## Work order
Read through the entries below and return each line with the word "Thanks".

Stored data entries:
• • • • •
PR #2543, opened 2021-04-13
Clustering: Fix unsynchronised access

gotjosh:
In Cortex, we use the clustering implementation to achieve HA for each tenant. Under this scenario, we create one state per tenant and have that be synchronised through gossip.

Under this scheme, the state map can end up being called concurrently if we try to add a state while gossiping to another node. Overall, I feel it's safer to just make sure we synchronise access upstream to avoid downstream consumers worrying about this.


SuperQ (approved):
LGTM, makes sense to me.

gouthamve (approved):
LGTM

PR #969, opened 2025-04-17
Add BigQuery continuous query dashboard template and screenshots.

jonahtang:


dashboards/google-bigquery/bigquery-continuous-query.json
```diff
@@ -0,0 +1,290 @@
...
+                "minAlignmentPeriod": "60s",
+                "plotType": "LINE",
+                "targetAxis": "Y1",
+                "timeSeriesQuery": {
+                  "outputFullDuration": false,
+                  "timeSeriesFilter": {
+                    "aggregation": {
+                      "alignmentPeriod": "60s",
+                      "crossSeriesReducer": "REDUCE_SUM",
+                      "groupByFields": [],
```
yqlu, line 162: Not a domain expert, but do you want to group by stage_id here given that you're doing so for other charts?

https://screenshot.googleplex.com/76vfk7s48qLzdQB

dashboards/google-bigquery/bigquery-continuous-query.json
```diff
@@ -0,0 +1,290 @@
...
+                "breakdowns": [],
+                "dimensions": [],
+                "legendTemplate": "",
+                "measures": [],
+                "plotType": "LINE",
+                "targetAxis": "Y1",
+                "timeSeriesQuery": {
+                  "outputFullDuration": false,
+                  "prometheusQuery": "delta(bigquery_googleapis_com:job_continuous_estimated_bytes_processed{monitored_resource=\"bigquery.googleapis.com/ContinuousJob\"}[5m])",
+                  "unitOverride": ""
```
yqlu, line 276: Optional: specify unit override here as well to make the y-axis nicer: https://screenshot.googleplex.com/3uYXnupCRdhbNtQ

(The backlog bytes chart already has the right units because it's in query builder, but since this is a PromQL query it drops all unit info and you have to specify it back again)

dashboards/google-bigquery/bigquery-continuous-query.json
```diff
@@ -0,0 +1,290 @@
+{
+  "displayName": "BigQuery Continuous Query Monitoring",
```
yqlu, line 2: Optional suggestions:
1. is "Continuous Query" and "Continuous Job" the same thing? I see that the metrics and resources all say "Continuous Job" but we're saying "Continuous Query" in the title
2. Consider if it's necessary to add a text widget at the top with instructions on how to use this dashboard, or a link to docs about the product.

dashboards/google-bigquery/metadata.yaml
```diff
@@ -8,3 +8,12 @@ sample_dashboards:
     related_integrations:
       - id: bigquery
         platform: GCP
+  -
+    category: BigQuery
+    id: bigquery-continuous-query
+    display_name: BigQuery Continuous Query Monitoring
+    description: |-
+      This dashboard has charts displaying BigQuery metrics for a continuous query.
```
yqlu, line 16: You want to consider if this is a dashboard for viewing metrics about a single continuous query or an overview dashboard across multiple queries (or both). It looks like the test project you're building this in has just one time series for one job_id, so there isn't a meaningful distinction.

But if it's possible to have multiple job_ids in the same project, you probably want:
1) some charts which are grouped by job_id (if it's meaningful to compare one job_id against another)
2) if some of these metrics are not super meaningful when aggregated across multiple job_ids, then you should have instructions telling the user to filter down to a single job_id first before looking at the charts.

image

See [this](https://github.com/GoogleCloudPlatform/monitoring-dashboard-samples/blob/master/dashboards/google-vertex-ai/vertex-ai-model-garden.02.png) for an example where we did this recently.

yqlu (approved):
Some optional comments

dashboards/google-bigquery/bigquery-continuous-query.json
```diff
@@ -0,0 +1,290 @@
...
+                "breakdowns": [],
+                "dimensions": [],
+                "legendTemplate": "",
+                "measures": [],
+                "plotType": "LINE",
+                "targetAxis": "Y1",
+                "timeSeriesQuery": {
+                  "outputFullDuration": false,
+                  "prometheusQuery": "min without (stage_id) (time() * 1000000 - bigquery_googleapis_com:job_continuous_output_watermark) / 1000000",
+                  "unitOverride": ""
```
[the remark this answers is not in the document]
jonahtang: Thank you, added!

dashboards/google-bigquery/bigquery-continuous-query.json
jonahtang: 1. The monitored resource is called a ContinuousJob as technically a "query" is a type of job in BigQuery. The product/feature name is also "Continuous Queries" so we have decided to stick with that in most titles and leave job for only the monitored resource name for now.
2. Added a text widget with links to docs and some information (e.g. its use primarily to monitor a single continuous query).

dashboards/google-bigquery/bigquery-continuous-query.json
jonahtang: Good call-out, this is intentional for now as we only produce backlog bytes for the input stages.

dashboards/google-bigquery/bigquery-continuous-query.json
jonahtang: Done.

dashboards/google-bigquery/metadata.yaml
jonahtang: I've added instructions in a text box to filter to a single job id.

dashboards/google-bigquery/bigquery-continuous-query.json
```diff
@@ -0,0 +1,313 @@
+{
+  "displayName": "BigQuery Continuous Query Monitoring",
+  "dashboardFilters": [],
```
yqlu, line 3: Any user can apply a job_id filter this way: https://screencast.googleplex.com/cast/NDgyNTc4MjE3NzIzNDk0NHwyM2YwZmQ1ZS02Mw but the "blue" chip signifies that it is not persistent, and will go away if you refresh the page

A slightly better UX (fewer clicks, more discoverable) is to declare a persistent filter this way: https://screencast.googleplex.com/cast/NTA5Nzc5MDkxMTgwNzQ4OHw4YjI2MzlkZC0xOA which will show up as a config in this JSON block.

yqlu (approved):
Thanks for working through all the comments, just one final point!

dashboards/google-bigquery/bigquery-continuous-query.json
jonahtang: Ah that's great, declared a persistent filter instead.

yqlu: The default is multi-select which manifests as STRING_ARRAY
Screenshot 2025-04-29 at 1 52 39 PM

Screenshot 2025-04-29 at 1 55 45 PM

Just double-checking you want that. If you unselect that in the UI, the JSON here is
```
    {
      "filterType": "RESOURCE_LABEL",
      "labelKey": "job_id",
      "stringValue": "",
      "valueType": "STRING"
    },
```

which manifests as 
Screenshot 2025-04-29 at 1 56 24 PM

jonahtang: Thanks for double checking! Yes, I think that's what we want for now as we do want to allow users (to a lesser extent) to see multiple jobs in the dashboard.

yqlu (approved):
• • • • •
## Task answer
Thanks for working through all the comments, just one final point!
jonahtang: Thanks for double checking! Yes, I think that's what we want for now as we do want to allow users (to a lesser extent) to see multiple jobs in the dashboard.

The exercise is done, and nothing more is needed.